Dataset entries
PR #5096, opened 2019-09-08
Add .vapor directory in .gitignore

pavinthan:
Could we add `.vapor` in project `.gitignore`? because some deployment failure keep this directory to commit.

### DIFF
--- a/.gitignore
+++ b/.gitignore
@@ -2,6 +2,7 @@
 /public/hot
 /public/storage
 /storage/*.key
+/.vapor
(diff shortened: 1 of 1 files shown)


m1guelpf:
If this gets added, it should be added by the vapor CLI and not to the core IMO. Also, you own these files, so you could modify them locally to suit your needs.

pavinthan:
Thanks @m1guelpf and closing this because `vapor init` done this.

PR #5097, opened 2019-09-09
[6.x] According to PHP Bug 78516 Argon2 requires at least 8KB

HepplerDotNet:
https://bugs.php.net/bug.php?id=78516
Argon2 requires at least 8KB
On PHP 7.4 memory 1024 will throw:
password_hash(): Memory cost is outside of allowed memory range

### DIFF
--- a/config/hashing.php
+++ b/config/hashing.php
@@ -44,7 +44,7 @@ return [
     */
 
     'argon' => [
-        'memory' => 1024,
+        'memory' => 8192,
         'threads' => 2,
         'time' => 2,
     ],


GrahamCampbell:
We should maybe fix this on the 5.8 branch too?

HepplerDotNet:
So, now it's clear!
PHP 7.2 and 7.3 use libargon, while PHP 7.4 uses libsodium.
https://bugs.php.net/bug.php?id=78269#1562751980

This means with PHP 7.2 and 7.3 
```memory_cost => 8192```
will end up in 8MB!
But with PHP 7.4 it will be 8KB

GrahamCampbell:
Oh, in which case we should switch on the PHP version tbh. Like, setting 8KB memory cost is not really a strong default.

GrahamCampbell:
Laravel should come with strong, secure defaults out of the box.

GrahamCampbell:
// cc @taylorotwell

tillkruss:
@GrahamCampbell: What should we do about it dropping from 8MB to 8kb in November when we switch? Should this be an upgrade note, or maybe a docs PR?

GrahamCampbell:
We should change the laravel default app to be correct, and not update the docs.

tillkruss:
With a PHP version check in the config, or a condition in the hashing manager?

GrahamCampbell:
1024 * 1024

GrahamCampbell:
https://github.com/laravel/laravel/pull/5101

GrahamCampbell:
Oh, I guess, maybe the hashing manager is the best place for this.

HepplerDotNet:
Sorry for the back and forth. But it was a bit confusing on the php bug list.
If I understood right, it was indeed a bug in PHP and is patched now.
https://bugs.php.net/bug.php?id=78516

GrahamCampbell:
Oh, so this PR should be reverted then?

HepplerDotNet:
As I read it, yes. All changes regarding this issue can be reverted because this will be fixed in next PHP 74-RC

PR #5103, opened 2019-09-11
Use the word "email" instead of "e-mail" consistently

Calinou:
Nowadays, in English, "email" is used more often compared to "e-mail". Several places in Laravel were already using the word "email"; this makes spelling consistent across the framework.

### DIFF
--- a/config/mail.php
+++ b/config/mail.php
@@ -8,7 +8,7 @@ return [
     |--------------------------------------------------------------------------
     |
     | Laravel supports both SMTP and PHP's "mail" function as drivers for the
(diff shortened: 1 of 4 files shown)


zaknesler:
This is awesome but _unfortunately_ Laravel follows a very strict flagpole comment rule. Each line has to be 3 characters longer than the line below it (or something like that), and this would mess it up.

taylorotwell:
I don't make contributors fix that stuff @zaknesler

GrahamCampbell:
Heh, I think the current situation is already acceptable tbh.

PR #5104, opened 2019-09-12
[6.x] Improve executeAfterLastTest logic

ludo237:
This PR solve an issue found on tests suite that does not rely upon `RefreshApplication` trait but rather `DatabaseTransaction` trait, also if you have multiple `.env` files for different environments.

Without the artisan call at the end of `executeAfterLastTest` if you try to seed the database you will end up with the database full of artifacts, the reason is that the config file cached will have values from the `.env.testing` file instead of the normal `.env` file.

This is not a breaking change and it should be fine for all supported versions of Laravel, let me know if I need to specify a different target branch.

Farewell

### DIFF
--- a/tests/Bootstrap.php
+++ b/tests/Bootstrap.php
@@ -38,7 +38,7 @@ class Bootstrap implements BeforeFirstTestHook, AfterLastTestHook
     public function executeAfterLastTest(): void
     {
         array_map('unlink', glob('bootstrap/cache/*.phpunit.php'));
-        
+
         $console = $this->createApplication()->make(Kernel::class);
 
         $console->call("config:clear");
--- a/tests/Bootstrap.php
+++ b/tests/Bootstrap.php
@@ -38,5 +38,9 @@ class Bootstrap implements BeforeFirstTestHook, AfterLastTestHook
     public function executeAfterLastTest(): void
     {
         array_map('unlink', glob('bootstrap/cache/*.phpunit.php'));
+        
+        $console = $this->createApplication()->make(Kernel::class);
+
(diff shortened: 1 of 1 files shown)


ludo237:
Ok so I've tried your suggestions @timacdonald and it doesn't work.

I've switched the `<env>` values to `<server>`  and my `phpunit.xml` is almost the same as the master on this repository (few exceptions for excluded files)

I've noticed that inside my `bootstrap/cache` folder file names don't have the `.phpunit.php` extension but only `.php`

image

Probably that's the problem? I've cleared up the cache folder in before running the suite. The suite runs with two simple aliases so they can't interfere with the workflow.

I do agree with you that this kind of things are not universal and they can raise issues in specific workflows, but again my tests suite is nothing special

taylorotwell:
Can we just get rid of this bootstrap?

jdavidbakr:
FWIW, this bootstrap was also breaking phpunit tests with `--process-isolation` enabled.  I had merged in 6.0.2 of `laravel/laravel` and could get my tests to pass until I added `--process-isolation` (because I run out of PHP memory without doing that).  Took me 2 weeks to finally drill down and figure out that the problem went away when I removed the bootstrap.

The error I was getting was:
```
PHPUnit\Framework\Exception: PHP Fatal error:  Uncaught Error: Class 'Route' not found in /[path to laravel project]/routes/api.php:17
```

I am adding this comment hoping that if anyone else runs across it they can know to remove the extensions section from `phpunit.xml`

```
    <extensions>
        <extension class="Tests\Bootstrap"/>
    </extensions>
```

PR #5436, opened 2020-10-01
[8.x] Better SPA Routing Support

paras-malhotra:
**Motivation**
Currently, there's no official guidance on how to register SPA routes in Laravel. I think the majority of folks use [`Route::fallback`](https://github.com/laravel/framework/pull/21299) to register a catch-all route for SPAs. While this does solve the problem to a certain extent, it is [not recommended for SEO](https://thegray.company/blog/single-page-application-spas-404s-seo) as it serves a 200 response code for every single route from the backend. Search engines such as Google call these [soft 404s](https://support.google.com/webmasters/answer/181708?hl=en) and currently have very little support to detect and flag such pages as 404s on their own.

There are other alternatives such as redirecting to a 404 page or serving a `no-index` meta tag. Ultimately, these are sub-par solutions. The best solution for SEO is to serve the correct 404 response code from the server. It not only solves the SEO issue at hand but also makes it easy for tools such as broken link checkers and analytics tools to flag errors.

This PR makes it easy for Laravel users to register SPA routes (or patterns) in a single file so as to properly serve 404 response codes for un-registered routes.

**Why not leave it to users to do this in their own apps**
I reckon this is the 80% use case. Most web apps are using SPAs today (and Laravel has traditionally supported SPA frameworks such as Vue out-of-the-box) and this is probably a challenge for the majority of users that have SPAs.

**Possible Extension**
Sometime down the road, we could even have SPA frameworks such as Vue or React generate a list of SPA route patterns from their routers as part of the build process and have PHP (the `routes/spa.php` file) cache and serve these routes.

### DIFF
--- a/app/Providers/RouteServiceProvider.php
+++ b/app/Providers/RouteServiceProvider.php
@@ -29,6 +29,15 @@ class RouteServiceProvider extends ServiceProvider
     // protected $namespace = 'App\\Http\\Controllers';
 
     /**
+     * The SPA route action for the application.
+     *
+     * When present, all routes in your routes/spa.php file will be directed to this action.
+     *
+     * @var array|string
+     */
+    protected $spaAction = 'SPAController@index';
+
+    /**
      * Define your route model bindings, pattern filters, etc.
      *
      * @return void
@@ -46,6 +55,15 @@ class RouteServiceProvider extends ServiceProvider
             Route::middleware('web')
                 ->namespace($this->namespace)
                 ->group(base_path('routes/web.php'));
+
+            Route::middleware('web')
+                ->namespace($this->namespace)
+                ->group(function () {
+                    collect(require base_path('routes/spa.php'))
+                        ->each(function ($path) {
+                            Route::get($path, $this->spaAction);
+                        });
+                });
         });
     }
 
--- a/routes/spa.php
+++ b/routes/spa.php
@@ -1,0 +1,18 @@
+<?php
+
+return [
+
+    /*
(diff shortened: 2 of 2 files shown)


GuidoHendriks:
Most apps are SPA's? What's your source on that?

paras-malhotra:
> Most apps are SPA's? What's your source on that?

I could provide numerous links but that's not really the point. Laravel has traditionally supported SPAs such as Vue out-of-the-box so I don't think anyone would say that Laravel doesn't want to support SPAs. It already does.

GuidoHendriks:
Change like this only makes sense if the majority of the apps would use it. I would say it wouldn't, and it could easily be done in your own app. But let's see what Taylor and the team thinks.

paras-malhotra:
I'm pretty sure there would be a larger number of apps that use SPA routes than those that use broadcast channels, and we already have a `routes/channels.php` file out of the box.

GrahamCampbell:
Most Laravel apps are not single page apps, I am pretty sure of that.

paras-malhotra:
> Most Laravel apps are not single page apps, I am pretty sure of that.

I was referring to web apps that have some kind of frontend, not all Laravel apps. Anyway, that's besides the point. I do think that SPAs is a very common use case for Laravel and Laravel has been supporting SPAs for quite a long time. SPA routing seems to be a common challenge when it comes to building SPAs in Laravel imo.

taylorotwell:
Thanks for the PR. I think this maybe makes more sense as a blog post or tutorial that others can read.

PR #5440, opened 2020-10-03
Deletes the sample file after the process.

selcukcukur:
Since we do not need the sample file after the process is completed, we can delete it.

### DIFF
--- a/composer.json
+++ b/composer.json
@@ -52,7 +52,8 @@
             "@php artisan package:discover --ansi"
         ],
         "post-root-package-install": [
-            "@php -r \"file_exists('.env') || copy('.env.example', '.env');\""
+            "@php -r \"file_exists('.env') || copy('.env.example', '.env');\"",
+            "@php -r \"file_exists('.env.example') || unlink('.env.example');\""
         ],
         "post-create-project-cmd": [
             "@php artisan key:generate --ansi"


vikas5914:
Since the .env does not include in git, we need the .env.example in production to make a .env file.

selcukcukur:
@vikas5914 It can be deleted after it has been created. There is no need. This command helps with this.

samundra:
Sorry to say but this is unnecessary PR. 

These should be managed by CI/CD during deployment process. No need to have it in post installation.

andrey-helldar:
@selcukcukur, That is, after installing the application, you do not want other developers in the team to see the file with the settings preset and devops could not correctly configure the application on the server?..

martindilling:
You shouldn't have any sensitive information in your .env.example, so this shouldn't be necessary :)

selcukcukur:
@andrey-helldar Exactly as you said. The developer does not need this file after the project is created. I thought it would be good to tell the composer to do this with cmd.

andrey-helldar:
> @andrey-helldar Exactly as you said. The developer does not need this file after the project is created. I thought it would be good to tell the composer to do this with cmd.

I didn't say that. Perhaps Google Translate translated my phrase incorrectly.
I'm saying that by deleting this file, you force other developers in your team to build it on their own instead of taking a ready-made preset.

selcukcukur:
> > @andrey-helldar Exactly as you said. The developer does not need this file after the project is created. I thought it would be good to tell the composer to do this with cmd.
> 
> I didn't say that. Perhaps Google Translate translated my phrase incorrectly.
> I'm saying that by deleting this file, you force other developers in your team to build it on their own instead of taking a ready-made preset.
> 
> This file contains a preset of environment settings that each developer and devops customizes for himself.
> 
> And this file should not contain any personal data.

I understand well.

PR #5441, opened 2020-10-05
[8.x] Update the badges to use shields.io

pataar:
Shields.io works a lot better than the old pugx.org.


driesvints (approved):

pataar:
Hmm, hold up. I guess it's better to target `laravel/framework` instead of `laravel/laravel`.

PR #5443, opened 2020-10-06
[8.x] Now extends the correct TestCase class

DilwoarH:
The issue with it loading up the PHPUnit Framework TestCase is that it does not create the application properly. This fix resolves this problem by pointing to the correct TestCase.

REF: https://github.com/facade/ignition/issues/181#issuecomment-626362299

This has caused a great deal of stress for a lot of people - hope this easy fix resolves their problems :)

### DIFF
--- a/tests/Unit/ExampleTest.php
+++ b/tests/Unit/ExampleTest.php
@@ -2,7 +2,7 @@
 
 namespace Tests\Unit;
 
-use PHPUnit\Framework\TestCase;
+use Tests\TestCase;
 
 class ExampleTest extends TestCase
 {


crynobone:
Why not move the test to "Feature" if it requires the framework?

DilwoarH:
> Why not move the test to "Feature" if it requires the framework?

Because it's a unit test, not a feature test - simple things like `config('blah')` should still work.

crynobone:
Many would argue loading the full framework isn't unit testing. Which is why it was default to load PHPUnit TestCase.

driesvints:
Write a feature test.

PR #5445, opened 2020-10-09
[8.x] Added 'LOG_LEVEL' env variable in .env.example

Ali-Shaikh:
Added 'LOG_LEVEL' env variable in .env.example to be consistant with the change in [#5442](https://github.com/laravel/laravel/pull/5442)

### DIFF
--- a/.env.example
+++ b/.env.example
@@ -4,6 +4,7 @@ APP_KEY=
 APP_DEBUG=true
 APP_URL=http://localhost
 
+LOG_LEVEL=
 LOG_CHANNEL=stack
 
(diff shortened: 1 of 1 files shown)


.env.example
```diff
@@ -4,6 +4,7 @@ APP_KEY=
 APP_DEBUG=true
 APP_URL=http://localhost
 
+LOG_LEVEL=
```
samundra, line 7: maybe also leave the default value `LOG_LEVEL=debug`

driesvints: Done

PR #5446, opened 2020-10-11
fix:remove-failed-jobs-table

shm379:
When there is no job table, there is no need for a failed job table. This must be done by artisan command _queue:failed-table_
@taylorotwell


paras-malhotra:
@shm379 job tables are only required for the database queue driver. That's why there is no jobs table.

shm379:
ok i think this problem and in older version of laravel the table not exists

GrahamCampbell:
The failed jobs table is used by all drivers.

PR #5450, opened 2020-10-20
Fixing Authenticate middleware for phpstan level 2

tentacode:
In a freshly installed vanilla Laravel app, using phpstan and larastan on level 2 (to 8) raises
an error, this commit fixes that by adding an explicit return :

```
Line   Http/Middleware/Authenticate.php
 ------ ---------------------------------------------------
  17     Method
         App\Http\Middleware\Authenticate::redirectTo()
         should return string|null but return statement is
         missing.
```

It's my first MR on laravel, please be gentle :pray:  (also not sure if this is the proper destination branch, I figured it would benefit the LTS to the 8 version).

P.S. I would really appreciate if it could count toward my Hacktoberfest goal :jack_o_lantern: (by adding the `hacktoberfest-accepted` on this PR :pray: )

### DIFF
--- a/app/Http/Middleware/Authenticate.php
+++ b/app/Http/Middleware/Authenticate.php
@@ -17,5 +17,7 @@ class Authenticate extends Middleware
         if (! $request->expectsJson()) {
             return route('login');
         }
+
+        return null;
     }
 }


driesvints:
Feel free to do this in your own app. We aren't participating in hacktoberfest because of the influx of spam prs we've received already, sorry.

tentacode:
Well, I was not doing this for hacktoberfest but because I seems too bad that phpstan fails on a fresh app. I could care less about hacktoberfest but thought it could be a quick win for everyone using this tool :shrug:

driesvints:
The current method already returns `null` btw. We don't really optimize our code for third party tools like phpstan. If you want to use phpstan you're free to modify the code in your own app 👍

tentacode:
This is the only phpstan error on a new install, it's a level 2 error so it's kind of a bummer. I do understand your reasoning, but I don't understand how a quick fix/win here makes any issue.

driesvints:
The issue is that we have coding standards and one of them is that we don't add `return null` at the end of method because the language already returns `null` for you. It makes the code just that much shorter and more readable. Given, that could be a subjective opinion but it's our personal preference of doing things in the framework.

tentacode:
Ok thanks for the info :pray: this makes more sense, you could have started with that :D

tentacode:
You could say that I'm being a "little" stubborn, but I found a way to pass phpspec without having to add a return null, would that be more acceptable on your side ?

```php
    /**
     *
     * @return string|null|void
     */
    protected function redirectTo($request)
    {
        if (! $request->expectsJson()) {
            return route('login');
        }
    }
```

Just added `|void`.

Do feel free to tell me if I am being annoying and you just want me to stop posting, I'll take it :pray:

ondrejmirtes:
@tentacode It doesn't make much sense to combine `void` with anything else, either the function returns a value or it doesn't. You won't be able to write this in a native typehint on PHP 8.0 anyway (nor you're able to write `?void` on PHP 7.x).

tentacode:
Well, typically this methods "do both", unless strict typing is involved there is no way to force a method to return nothing, so here it "return something" or "do nothing" (which in this case do return null, I'm aware). Anyway that's a good :brain: discussion, but I was more looking at the added value of this to anyone who use phpstan, rather than writing the *perfect code*, I'm totally fine for it being your choice, but I defer in opinion :smile:.

Perhaps it's more a PR to add to phpstan, but I'm pretty sure it would be denied for the opposite reasons :joy: anyway I tried. Thanks folks :pray:

ondrejmirtes:
Yes, the reason why PHPStan requires `return null;` is because it's valuable to PHPStan's users to differentiate between "I want this method to `return null`" vs. "The method is supposed to return something but I forgot to add the `return`."

If there was a native `: ?string` return typehint the PHP language would require `return null;` to be there but since it's just in PHPDoc, the `return null` can be omitted.

But I'm not here to judge Laravel's coding practices.

tentacode:
hey @ondrejmirtes so I just looked into phpstan :smile: great comment :pray: https://github.com/phpstan/phpstan/issues/97

driesvints:
@tentacode you're definitely not annoying. You're kind in your replies and curious and I appreciate that 👍 

Like @ondrejmirtes said, combining `void` with anything else in the DocBlock doesn't really makes sense.

PR #5451, opened 2020-10-21
JSON & XML should be with indent size of 2(less then 4)

NI-AN:
JSON and XML seems more clearly and easy to understand with only indent size of 2.
4 indent size is too much when you have JSON file with lots of details a fortiori when we talking about XML files :).
moreover this way it makes JSON and XML looks close to their RFCs respectively.

source:
https://tools.ietf.org/html/rfc7159#page-4
https://tools.ietf.org/html/rfc3470#page-3

### DIFF
--- a/.editorconfig
+++ b/.editorconfig
@@ -11,5 +11,5 @@ trim_trailing_whitespace = true
 [*.md]
 trim_trailing_whitespace = false
 
-[*.{yml,yaml}]
+[*.{yml,yaml,json,xml}]
 indent_size = 2


GrahamCampbell:
Thanks for this, however Laravel doesn't follow this format, in general. In particular, it is a convention among the PHP community to use 4 spaces for indentation in `composer.json` files.

Feel free to add this in your own apps, however. :)

NI-AN:
OK, 
I moved it to  [laravel/ideas](https://github.com/laravel/ideas) as a issue,  please don't harry to remove it from their. 

P.S
Feel free to add this to your apps too :) , this is not " PHP community convention" this is historical IDEs limitation.

Thank you for your patience.

PR #5454, opened 2020-10-22
Bug when you use a custom name for a primary key

roke22:
When you try to create a new primary key name in the postgresql database the name of the primary inside of the postgresql server is not your custom name is "yourtablename_pkey".

Then if you rename the table the and later try to remove that custom primary key you get an error because the generated name of the primary key is not the same and in the dropPrimary the name is omitted and not used.

You can reproduce the error executing the migrations with "artisan migrate" command. Hope this be usefull :)

### DIFF
--- a/composer.lock
+++ b/composer.lock
@@ -1,0 +1,7140 @@
+{
+    "_readme": [
+        "This file locks the dependencies of your project to a known state",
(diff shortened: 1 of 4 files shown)


taylorotwell:
We don't accept these types of PRs on Laravel. You can send a fix PR to laravel/framework.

THE TASK —
Every line holding the word "suite" should be copied out of the records above.

RESULT OF THIS TASK —
This PR solve an issue found on tests suite that does not rely upon `RefreshApplication` trait but rather `DatabaseTransaction` trait, also if you have multiple `.env` files for different environments.
Probably that's the problem? I've cleared up the cache folder in before running the suite. The suite runs with two simple aliases so they can't interfere with the workflow.
I do agree with you that this kind of things are not universal and they can raise issues in specific workflows, but again my tests suite is nothing special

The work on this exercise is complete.